> **Problem details**
Filter the records for "packages" and keep each line that has it.

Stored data
*** Begin section ***

PR #378, opened 2022-01-13
Add serializeOuter function. Resolves #230.

### LINKED ISSUE #230: Add a serialization mode that mimics outerHTML

joeldenning:
See #230. This is an alternative to #347.

### DIFF
--- a/packages/parse5/lib/serializer/index.js
+++ b/packages/parse5/lib/serializer/index.js
@@ -36,6 +36,12 @@ export class Serializer {
         return this.html;
     }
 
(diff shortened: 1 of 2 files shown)


fb55:
I have done a bigger refactor of the serialisation code in #383. This added a `serializeOuter` method, and includes the test case from this PR (while naming you as a co-author). Thanks a lot @joeldenning for getting this started!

*** End section ***

> **Finished exercise**
--- a/packages/parse5/lib/serializer/index.js
+++ b/packages/parse5/lib/serializer/index.js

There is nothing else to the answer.